Asma Jahangir has a redoubtable and well-earned reputation as a champion of human rights. Most recently, she has garnered much praise for her criticism of the Supreme Court’s decision to set up a commission on memogate. I yield to no one in my admiration of Madam Jahangir’s courage; but she is wrong in this case.
To briefly recap the memogate issues, an article appeared in the foreign press in which one Mansoor Ijaz claimed to have handed over a memo dictated by Husain Haqqani — Pakistan’s then ambassador to the United States — to Admiral Mike Mullen, the then head of the US armed services. Mr Ijaz has further said that the memo was given to him on the basis that it represented the sentiments of Asif Ali Zardari, the president of Pakistan.
The memogate scandal — as this imbroglio has been dubbed — wound up in the Supreme Court courtesy of a petition filed directly by Mian Nawaz Sharif under Article 184(3) of the Constitution seeking an impartial probe into the alleged scandal. The petition was resisted by Husain Haqqani as well as the Federation of Pakistan mainly on the grounds that the Supreme Court lacked jurisdiction. On December 30, 2011, the Supreme Court rejected the maintainability arguments and instead issued a short order directing the formation of a three-member commission composed of the chief justices of the Sindh, Islamabad and Balochistan High Courts to “ascertain the origin, authenticity and purpose of creating/drafting” the alleged memo.
Asma Jahangir’s response to the short order has not held back any punches. According to news reports, she stated that this was one of the darkest days in the history of the judiciary. She further alleged that the nine judges of the Supreme Court were acting under the influence of the security establishment. Finally, she has announced her resignation as counsel for Husain Haqqani on the basis that she lacked all confidence in the judiciary.
Let me first begin by saying that Asma’s views should not be treated as constituting contempt of court. The Supreme Court of Pakistan now occupies a central role in Pakistan’s politics and it cannot both simultaneously seek to hold centre stage and demand that it be immune from all criticism. The standard response to this from the judges is that criticism must be moderate. I disagree; the very essence of criticism is that it must be allowed to be immoderate, otherwise there is too great a danger of it becoming stifled. I obviously disagree with Asma’s views but I certainly believe in her right to express them as freely as she wants.

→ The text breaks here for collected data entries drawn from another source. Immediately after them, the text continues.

Issue #2356, opened 2020-05-06
[CSS] mark invalid calc args as invalid


keith-hall:
- Sublime Version: 4073
- OS Version: Xubuntu 19.10

Take the following CSS example:

```css
.example {
    height: calc(100vw-5rem);
}
```
Here, there is no whitespace between the `vw` and the `-` or the `-` and the `5`, so browsers treat it as invalid. It would be great if ST would scope the `-` as `invalid.illegal.missing-whitespace.css` to help spot the problem - currently the highlighting implies that it should work, which is misleading.

![image](https://user-images.githubusercontent.com/11882719/81147315-b5646f00-8f82-11ea-8529-29e005275284.png)

Related: https://stackoverflow.com/a/49239963/4473405

PR #2488, opened 2020-09-17
[YAML] Update numeric scopes to meta.number constant.numeric

deathaxe:
This PR applies `meta.number.<type> constant.numeric.[base|value|suffix]` to all numeric literals.

Each number type is matched by a dedicated pattern to improve readability. It is even slightly (but negligible) faster than a monolitic pattern with dozens of capture groups.

Note: We may want to discuss how to scope special number tokens like `NaN` and `inf`.

### DIFF
--- a/YAML/YAML.sublime-syntax
+++ b/YAML/YAML.sublime-syntax
@@ -110,29 +110,33 @@ variables:
 
   # patterns for plain scalars of implicit different types
   # (for the Core Schema: http://www.yaml.org/spec/1.2/spec.html#schema/core/)
-  _type_null: (?:null|Null|NULL|~) # http://yaml.org/type/null.html
-  _type_bool: |- # http://yaml.org/type/bool.html
+  
+  # http://yaml.org/type/null.html
+  _type_null: (?:null|Null|NULL|~)
+  
+  # http://yaml.org/type/bool.html
+  _type_bool: |-
     (?x:
        y|Y|yes|Yes|YES|n|N|no|No|NO
       |true|True|TRUE|false|False|FALSE
       |on|On|ON|off|Off|OFF
     )
-  _type_int: |- # http://yaml.org/type/int.html
-    (?x:
-        ([-+]? (0b) [0-1_]+) # (base 2)
-      | ([-+]? (0)  [0-7_]+) # (base 8)
-      | ([-+]? (?: 0|[1-9][0-9_]*)) # (base 10)
-      | ([-+]? (0x) [0-9a-fA-F_]+) # (base 16)
-      | ([-+]? [1-9] [0-9_]* (?: :[0-5]?[0-9])+) # (base 60)
-    )
-  _type_float: |- # http://yaml.org/type/float.html
-    (?x:
-        ([-+]? (?: [0-9] [0-9_]*)? (\.) [0-9.]* (?: [eE] [-+] [0-9]+)?) # (base 10)
-      | ([-+]? [0-9] [0-9_]* (?: :[0-5]?[0-9])+ (\.) [0-9_]*) # (base 60)
-      | ([-+]? (\.) (?: inf|Inf|INF)) # (infinity)
-      | (      (\.) (?: nan|NaN|NAN)) # (not a number)
-    )
-  _type_timestamp: |- # http://yaml.org/type/timestamp.html
+
+  # http://yaml.org/type/int.html
+  _type_int_binary: ([-+]?)(0b)([0-1_]+) # (base 2)
+  _type_int_octal: ([-+]?)(0)([0-7_]+) # (base 8)
+  _type_int_decimal: ([-+]?)(0|[1-9][0-9_]*) # (base 10)
+  _type_int_hexadecimal: ([-+]?)(0x)([0-9a-fA-F_]+) # (base 16)
+  _type_int_other: ([-+]?)([1-9][0-9_]*(?::[0-5]?[0-9])+) # (base 60)
+
+  # http://yaml.org/type/float.html
+  _type_float_decimal: ([-+]?)((?:[0-9][0-9_]*)?(\.)[0-9.]*(?:[eE][-+][0-9]+)?)
+  _type_float_other: ([-+]?)([0-9][0-9_]*(?::[0-5]?[0-9])+(\.)[0-9_]*) # (base 60)
+  _type_float_infitity: ([-+]?)((\.)(?:inf|Inf|INF)) # (infinity)
+  _type_float_nan: (\.)(?:nan|NaN|NAN) # (not a number)
+
+  # http://yaml.org/type/timestamp.html
+  _type_timestamp: |-
     (?x:
         \d{4} (-) \d{2} (-) \d{2}       # (y-m-d)
       | \d{4}                           # (year)
@@ -148,19 +152,11 @@ variables:
         )?                              # (time zone)
     )
 
-  _type_value: '=' # http://yaml.org/type/value.html
-  _type_merge: '<<' # http://yaml.org/type/merge.html
+  # http://yaml.org/type/value.html
+  _type_value: '='
 
-  _type_all: |-
-    (?x:
-        ({{_type_null}})
-      | ({{_type_bool}})
-      | ({{_type_int}})
-      | ({{_type_float}})
-      | ({{_type_timestamp}})
-      | ({{_type_value}})
-      | ({{_type_merge}})
-     )
+  # http://yaml.org/type/merge.html
+  _type_merge: '<<'
 
 ##############################################################################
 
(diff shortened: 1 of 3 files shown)


wbond:
`NaN` and `inf`: perhaps `meta.number.conceptual constant.numeric.value`?

wbond:
@jwortmann Perhaps you may suggest a better term for `NaN` and `inf` than "conceptual"?

jwortmann:
The usage of `NaN` and `inf` seems really special in YAML compared to other languages, where usually `constant.language` is used for these. Since the YAML documentation explicitly lists them under floating point numbers and requires a leading dot (`.NaN`/`.inf`), I don't have objections against the proposed scopes here in this PR with `meta.number.float.infinite` and `meta.number.float.not-a-number`. Perhaps shorten the latter one to `meta.number.float.nan`? If a combined scope name for both is desired, I would suggest `meta.number.float.other`.

`meta.number.float.other` is currently used for [sexagesimal](https://en.wikipedia.org/wiki/Sexagesimal#YAML) (base 60) numbers like `190:20:30.15`, but why not use the actual name for that base there, i.e. `meta.number.float.sexagesimal`? The same applies for base 60 integer numbers: `meta.number.integer.sexagesimal`.

deathaxe:
Also thought about `constant.language` as it would match the boolean/null scopes, but always found it useful to see those highlighted as numbers in the past.

`meta.number.float.nan` was my first shot as well, but I found it not enough self-explaining.

`meta.number.float.sexagesimal` is quite special. Introducing it might mean to introduce scopes for any base between 2..60. Erlang explicitly supports base 2..36 for instance. Bash seems to support any base. Therefore I find `meta.number.float.other` best here.

I'd like to keep an option to address those values special with the discussion about word-operators in mind.

If other languages know about those tokens, they might be scoped as numbers, too then. Maybe we shouldn't use the `meta.scope` to address them, but the a sub scope of value, then? Just in case other syntaxes use it for integers as well?

Maybe `constant.numeric.value.[infinite|nan]` ?

jwortmann:
I didn't know about the arbitrary bases in Erlang and Bash, but I see the PRs now. Maybe it's useful to make an exception for sexagesimal numbers in YAML, because they use their own unique notation and base 60 is arguably more important than other arbitrary bases. But I guess to inlcude it into `other` is okay too, because support for those numbers was dropped in YAML 1.2 anyway.

> If other languages know about those tokens, they might be scoped as numbers, too then.

Do I understand it correctly that you mean `inf` and `NaN` here? At least in Matlab and R, which have them built-in into the language, they are scoped under `constant.language` and I really would not like to change that. JavaScript also uses [`constant.language.nan.js`](https://github.com/sublimehq/Packages/blob/01d4e6007ee96ab10a3d1933023000502c680dd6/JavaScript/JavaScript.sublime-syntax#L2012) for `NaN` and [`constant.language.infinity.js`](https://github.com/sublimehq/Packages/blob/01d4e6007ee96ab10a3d1933023000502c680dd6/JavaScript/JavaScript.sublime-syntax#L2015) for `Infinity` and I think those scope names are the best. Now where I think about it, I would actually prefer these scopes from JavaScript for YAML too, to be consistent (and they feel more correct). The only reasons I see for using a `constant.numeric` scope in YAML would be that it is the currently used scope in this syntax, and the weird choice of the YAML documentation to list them under floating point numbers.
Your preference to highlight them with the color for numbers might be a unlucky coincidence in the Brackets schemes (which I believe you use) to use the same color for `constant.language` and `string` (especially for YAML).

Another suggestion you could possibly add to base 60 numbers in YAML would be to give the `:` characters in `190:20:30` an additional scope like it is done for the decimal point. In case of doing so, either `punctuation.separator.sexagesimal`, or maybe I would use `punctuation.separator.decimal` here as well, because that would include them if color schemes define such a rule, even though the latter scope wouldn't be 100% correct here.

wbond:
If all of the other syntaxes use `constant.language`, then I think YAML should also.

deathaxe:
I am fine with `constant.language.[nan|infity]` if we agree to use it in all syntaxes. I can follow your arguments with a look at `null`, `true`, ... which use the same scope family.

> weird choice of the YAML documentation to list them under floating point numbers

I partly disagree to call it `weird` from a sematic and mathematical point of view - at least for `inf` as infinity belongs to real numbers space. It may be arguable from the highlighting perspective though.

> ... which I believe you use

Yes, a slightly bugfixed/tweaked version ;-)

> ... add to base 60 numbers in YAML ... ` `: characters ... an additional scope

Would be possible, but...

1. Splits the number token in (too?) many small tokens
2. Would imply to also (want/propose to) scope other number separators (other than ordinary decimal dot), too.

We already agreed not to add special scopes for `e` exponents etc, so we shouldn't for separators, too.

wbond:
The logic of using `constant.language` being, if someone wants them to look like `constant.numeric`, they can do so via their color scheme. But color scheme authors shouldn't have to deal with "special snowflake" syntaxes.

deathaxe:
Just might feel a bit odd to see `constant.numeric.sign` and `punctuation.separator.decimal` in tokens like `-.inf` if `inf` uses 
`constant.language`.

wbond:
> Just might feel a bit odd to see constant.numeric.sign and punctuation.separator.decimal in tokens like -.inf if inf uses
constant.language.

That is true. In practice, I presume it is mostly a non-issue.

jwortmann:
> I partly disagree to call it weird from a sematic and mathematical point of view - at least for inf as infinity belongs to real numbers space.

Then let's be correct here :wink:. Infinity is *not* a real number. Real numbers are all numbers between -∞ and +∞.
https://math.stackexchange.com/questions/750777/is-infinity-a-real-number

> Yes, a slightly bugfixed/tweaked version ;-)

Very off-topic here and could be done somewhere else, but mind to share your customizations with me? For some things like operators I'd like to stick to the highlighting style in the original Brackets editor, but it's certainly possible that there still are some bugs around that I might want to fix then.

> We already agreed not to add special scopes for e exponents etc, so we shouldn't for separators, too.

Well, `:` is punctuation like the decimal dot is and hence would fit into the `punctuation.separator` scope, while `e` is not. But it was just a suggestion anyway.

> Just might feel a bit odd to see constant.numeric.sign and punctuation.separator.decimal in tokens like -.inf if inf uses
constant.language.

You could also use `keyword.operator`, since a number sign can also be interpreted as a unary operator. That's the typical usage in other syntaxes as well, at least for the "real" programming languages. E.g. see https://github.com/sublimehq/Packages/pull/2130

jwortmann:
Also the dots in `inf` and `NaN` are not decimal seperators, they should be part of the `constant.language` scope instead. Maybe you could argue for `punctuation.definition.constant`, but I wouldn't use that either. It's the same here like e.g. the boolean constants in Fortran: `.true.` and `.false.`.

deathaxe:
> Well, `:` is punctuation like the decimal dot

I don't think so. From the implementation it feels more like the separator between thousands, like `1.000.000.000`.

deathaxe:
Geht mir doch nich offn sagg.

jwortmann:
> 
> 
> > Well, `:` is punctuation like the decimal dot
> 
> I don't think so. From the implementation it feels more like the separator between thousands, like `1.000.000.000`.

I don't understand this. You want to argue that a colon is *not* punctuation? It just consist of two stacked points?! On the contrary, `e` is a letter, and therefore not punctuation.
Also the colon is used to separate each digit in the positional notation of base 60. So `separator` seems correct to me too.


> > they should be part of the constant.language scope
>
> They actually are. ;-)

I was referring to your previous post and hadn't looked at the updated code. But the dots still have the `punctuation.separator.decimal` scope currently stacked on top, which is just wrong and should be removed.


> `constant.numeric.sign`

I think we shouldn't really introduce this scope at all, and use `keyword.operator` instead in general, because it's strange to sometimes have the minus or plus sign colored as an operator, and in other occasions have it colored like a number. That is just inconsistent.

deathaxe:
1. I just argue to use `punctuation.separator` only to separate decimal places but nothing else.
2. I more and more understand and follow why YAML specs put `inf` into `float` scope. For me it feels odd and wrong to have `+` and `.` be part of a plain `constant.language`. I don't care about outdated languages such as fortran which were born in stone age. Most of those old languages consist of weird constructs of weak structure. `inf` is just a token to express a certain kind of value be it part of a real number or just expressing it a concept.
3. For arguments for `constant.numeric.sign` please refer to https://github.com/sublimehq/Packages/pull/2503.

deathaxe:
Another issue with removing `punctuation.separator` from infinity (e.g. `-.inf` ) is ligature tokenization. 

The `-.` is rendered as ligature, which is sub optimal, IMHO:

grafik

It looks more consistent with separate scope for dots.

grafik

jwortmann:
I don't get why the `+` or `-` should be part of the constant now. That is never the case in other syntaxes as well. Just use `keyword.operator` for the sign, then it won't be rendered as a ligature.
The only argument in #2503 for `constant.numeric.sign` I can find is your claim
> In some syntaxes it is even crucial to be able to distinguish operators from number signs

but only a vague hint that it applies to Clojure and OCaml and no concrete examples. I've never used Clojure nor OCaml, so perhaps you're right and the sign scope cannot be replaced by `keyword.operator` there.
I say it's inconsistent to sometimes highlight it as a number and sometimes as an operator, and that it's strange to have different rules for it in JavaScript Object Notation and in JavaScript.

And right above you wrote yourself
> to use punctuation.separator only to separate decimal places but nothing else

that would mean:
1. to remove it here, because it is clearly not the case here
2. add it to `:`, because that's exactly what `:` is used for, with the analogy to decimal places in base 60 positional notation

Perhaps you meant "to separate digits with positional value <1 and ≥1 only"?

wbond:
For consistency between syntaxes, which I think should generally be of higher importance than syntax-specific concerns, I think the next steps should be:

 - `.` gets `punctuation.separator` - consistency with pretty much all other syntaxes
 - `-` and `+` become `keyword.operator` - consistency between JavaScript and JSON seems pretty logical
 - `inf` and `NaN` get `constant.language` - consistency with most other languages

I think `-.inf` should be `meta.number` in its entirety, with the scopes defined above. I don't think it is important for the `.` to share any scope but `meta.number` with `inf`. I think it is fine for `meta.number` to contain `keyword.operator`.

FichteFoll:
The notion of `keyword.operator.sign` for signs is because most languages interpret them as unary operators, whereas in YAML there are no artithmtics in number parsing. From a syntactic standpoint the scope naming makes sense, but from the semantic PoV I say consistency with the other syntaxes is more important, especially if the result is the same. In the same sense, I would scope NaN and inf the same as for other languages.

Regarding `:`, I believe it should be compared to `_` in numeric literals of various languages, which can be inserted at arbitrary points in a number but is usually used as a thousands separator. Iirc, we don't currently scope this and I don't think we need to, so I don't see a particular need to scop `:` here either. As always, consistency is king.

jwortmann:
But `_` in numeric literals is only a visual thing used to make a number more readable, while `:` gives a meaning to a number, so I don't see the connection here. Could you clarify more?
I for example have a special rule in my color scheme for the `punctuation.separator.decimal` point, to applie the same color as the rest of the number (like in Monokai, Breakers etc.). But I could imagine that I want to highlight the `:` as separators, because they are very important for the value of a number, and since multiple `:` are possible in a singe number, they might be are harder to recognize visually than the decimal dot.
For example when I have the time 1 hour, 30 minutes, 5 seconds and write it as a number `1:30:5` it could be nice to seperate the different parts visually.

<hr>

For when `inf` or `nan` stand alone, they are strings, but only with the leading dot in `.inf` `.nan` they become a constant, so what is the reason to not include the dot in `constant.language` then?

deathaxe:
You argue against highlighting decimal separators by defining color scheme rules but want a mechanism to highlight lower prior separators. While most color schemes highlight operators with a dedicated color you decide to tint them as plain text. You have to oppose to any argument and seem not even to try to think about or understand others. Sorry, that's too cumbersome to continue discussing and never seems to and with a conclusion.

> only with the leading dot in `.inf` `.nan` they become a constant, so what is the reason to not include the dot in `constant.language` then?

To repeat myself again: The dot is actually part of `constant.language`.

---

> The notion of `keyword.operator.sign` for signs is because most languages interpret them as unary operators, whereas in YAML there are no artithmtics in number parsing.

That means you suggest to introduce `keyword.operator.sign` as alternative to `constant.numeric.sign`, right? 

Not only JSON and YAML don't have a concept of arithmetic operators other it may be important or at least useful in some syntaxes (like my CNC and even CSS) to be able to distinguish arithmetic operators from negative number signs.

The main intention of the `constant.numeric.[sign|base|value|suffix]` concept is to enable color-schems to highlight the whole token with a single color using `constant.numeric` but also being able to distinguish colors by addressing the more specific sub-scopes instead of needing complicated rules to like Breakets does to achieve the whole token to have the same color.

We can keep everything as it was with suffixes being scoped as `storage.type` or `keyword.other` etc. if we break that rule as it wouldn't help to increase consistency.

As I stated in

---

jwortmann:
> You argue against highlighting decimal separators by defining color scheme rules but want a mechanism to highlight lower prior separators

No, I suggested that it would be consistent to apply `punctuation.separator` to seperator punctuations, to be consistent with the practice for the decimal seperator. What makes you think that `:` is a lower priority separator than `.`?

<hr>

> While most color schemes highlight operators with a dedicated color you decide to tint them as plain text.

The color scheme is named "Brackets Color Scheme", and it is intended to follow the highlighting style from Adobe Brackets, which doesn't highlight operator symbols. I don't understand what this matter has to do with the discussion here about scopes in numbers and constants, though.

<hr>

> You have to oppose to any argument and seem not even to try to think about or understand others. Sorry, that's too cumbersome to continue discussing and never seems to and with a conclusion

No, I just give my opinion where I see inconsistent usages of scopes that makes no sense, so that it can be improved. **I have always stayed factual and gave very precise arguments about why I think what I think.** *You* were the one who wrote things like
> I don't care about outdated languages such as fortran which were born in stone age. Most of those old languages consist of weird constructs of weak structure.

I believe rules and scope guidelines should apply to all languages for consistency, and not just those used here in the default packages. If the dot is decimal punctuation in `.inf` and `.nan`, that would conclude that it is decimal punctuation in `.true.` as well, which just doesn't make sense to me. If you don't want to answer how you would scope the dots there, then I can only conclude that you ignore my arguments, and I agree that this discussion leads to nothing.

<hr>

> To repeat myself again: The dot is actually part of constant.language.

That question by me was directed to @wbond, who suggested that it should *not* be part of `constant.language`:

> * `.` gets `punctuation.separator` - consistency with pretty much all other syntaxes
> * `-` and `+` become `keyword.operator` - consistency between JavaScript and JSON seems pretty logical
> * `inf` and `NaN` get `constant.language` - consistency with most other languages

<hr>

> That means you suggest to introduce keyword.operator.sign as alternative to constant.numeric.sign, right?

I guess this question is directed to @FichteFoll , because I was not the one who suggested it.

<hr>

> Not only JSON and YAML don't have a concept of arithmetic operators other it may be important or at least useful in some syntaxes

Yes, and that is why I wrote that I agree with it in #2503. However, I wrote that I value consistency between languages higher, and therefore prefer to use the same scopes for everywhere, especially in JSON and JavaScript.

<hr>

> I give up, do what you want.

In general I don't understand why you became aggressive now, and closed this PR. You don't have to agree with me, but I try to give precise arguments for my opinions everywhere! And when I don't understand something, I ask them to clarify. I don't want to argue with you, all I want is to find consistent rules for scope names and allow useful highlighting in color schemes!

deathaxe:
Here's another example why distinguishing number signs from operators may be required/useful as they are just no operators in some situations, which must be visualized.

https://github.com/sublimehq/Packages/blob/a1c3d2a959ab631d027f2cc2b788e8641af6ac32/CSS/syntax_test_css.css#L381-L399

jwortmann:
> Here's another example why distinguishing number signs from operators may be required/useful as they are just no operators in some situations, which must be visualized.

1. This has no relevance for YAML, since there are no arithmethic operations between multiple numbers where a possible usage of `keyword.operator.arithmetic` for both number signs and binary operations could be confusing
2. Those two syntax tests in CSS are actually *wrong* and should be corrected:
>     top: calc(1px+1px); 
>     /*           ^ -keyword.operator.css */ 
>     top: calc(1px-1px); 
>     /*           ^ -keyword.operator.css */ 

The first one is to calculate the addition of two numbers, which *is* an arithmetic operation. Therefore the correct scope for `+` would be `keyword.operator.arithmetic` here!
The second line is to calculate the difference between two numbers, which *is* an arithmetic operation as well.
These two syntax test are currently wrong and should be corrected.

<hr>

I give you a few examples from other syntaxes where the `keyword.operator` scope is used for the sign of a number.

Matlab:
```matlab
foo = -inf
%     ^ keyword.operator.symbols.matlab
```
(The Matlab syntax chooses `keyword.operator.symbols` for all operator symbols, and `keyword.operator.arithmetic` doesn't occur at all in this syntax. But the current state of scope names used in the Matlab syntax is garbage in general.)

R:
```r
foo <- -Inf
#      ^ keyword.operator.arithmetic.r
```

JavaScript:
```js
var foo = -Infinity
//        ^ keyword.operator.arithmetic.js
```

Python:
```python
foo = -123
#     ^ keyword.operator.arithmetic.python

import math
foo = -math.inf
#     ^ keyword.operator.arithmetic.python
```


Java:
```java
int foo = -123;
//        ^ keyword.operator.arithmetic.java
```

C:
```c
int foo = -123;
//        ^ keyword.operator.arithmetic.c
```

D:
```d
int foo = -123;
//        ^ keyword.operator.arithmetic.d
```

Lua:
```lua
foo = -123
--    ^ keyword.operator.arithmetic.lua
```

Ruby:
```ruby
foo = -123
#     ^ keyword.operator.arithmetic.ruby
```

These are only a few examples, but basically it's the same everywhere.

jwortmann:
So to summarize, I would recommend the following scopes:

```yaml
  -.inf,  -.nan
# ^ keyword.operator.arithmetic.yaml
#  ^^^^ constant.language.inf.yaml - meta.number
#         ^ keyword.operator.arithmetic.yaml
#          ^^^^ constant.language.nan.yaml - meta.number

 190:20:30.15
#^^^^^^^^^^^^ meta.number.float.sexagesimal.yaml constant.number.value.yaml
#   ^ punctuation.separator.sexagesimal.yaml
#      ^ punctuation.separator.sexagesimal.yaml
#         ^ punctuation.separator.decimal.yaml
```
(or alternatively, convert all `punctuation.separator` scopes within numbers to uncolored meta scopes, but this was already rejected)

There still seems to be disagreement for my other two points too:

In contrary to this statement from @wbond
> `.` gets `punctuation.separator` - consistency with pretty much all other syntaxes

I say it would *not* be consistent; it would be very inconsistent instead, because `punctuation.separator.decimal` is only used for the decimal point within a number in other syntaxes, which is clearly not the case here, and it is never used for dots in built-in constants. So I don't understand why `punctuation.separator` should be consistent here, and if you think so, please give me an explanation for it.

Also nobody could give me a single argument yet for the claim why `:` separators in sexagesimal numbers would "feel" like the underscores in `1_000_000` notation. And I have disproven this (imo) by the argument that the underscores are only a visual thing to make a number more readable, but without any relevance for the compiler, whereas both the `:` in sexagesimal numbers and the decimal point are very significant for the actual value of a number, and they can not be omitted nor their position be changed without modifying the value or producing a syntax error. These are two completely different concepts. If we decide for scope names based on how things allegedly "feel" for someone, but ignore the facts, we lower ourself to statements like this: https://www.youtube.com/watch?v=17ne6-ypj_4

keith-hall:
@jwortmann related to CSS calc invalid scopes: https://github.com/sublimehq/Packages/issues/2356

I'm not sure if this has any relevance here but an expression like `-123` or `-variable` is functionally/mathematically equivalent to `0 - 123` or `0 - variable`. In the latter case, the minus is clearly an arithmetic operator, in the former it is an inversion sign, or it could be construed like an implicit zero minus... Probably not relevant for YAML, but maybe more interesting for expressions like `1 - -variable` etc. Maybe also not that common or worth worrying about?

wbond:
@deathaxe I just wanted to say thank you for your work on this. How the PR went down is _not_ how I like things to happen, as it was drawn out and seemed rather contentious.

I hope you are alright with me using your base to get this completed. If not, please let me know and I'll revert your changes and make changes on my own.

wbond:
@jwortmann In terms of the `punctuation` on `.inf` and `.nan`, I think that I was interpreting those as sort of "casting" the value to be float. From looking at the YAML grammar, I see that there is no version of those without the `.`, so it is really part of the identifier, and not something added on. Based on that, I think it should be just the `constant.language` and not get `punctuation`.

@deathaxe In order to preserve the different between `keyword.operator.arithmetic` as a sign on a number as just a plain operator, I've put the sign into `meta.number` in YAML. Hopefully this provides enough context for situations where a syntax and/or user wants to know which is which. A color scheme could choose to style `meta.number keyword.operator.arithmetic` the same color as `constant.numeric`. I am hoping this will be a reasonable solution for the syntaxes you are working on.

Having said that, let us now go back to the underlying issue. So far as I understand, the fundamental argument advanced by Asma on behalf of Husain Haqqani was that the matter did not fall within the original jurisdiction of the Supreme Court under Article 184(3) (which provides that the court may directly hear a matter if it is a matter of public importance relating to the enforcement of fundamental rights.)
Let us look at those two requirements separately. So far as the issue of public importance is concerned, it was conceded by Asma that if the memo had actually been delivered on behalf of the president then the president would be liable to be impeached. Self-evidently, the authenticity of a document capable of justifying the impeachment of the president is a matter of public importance.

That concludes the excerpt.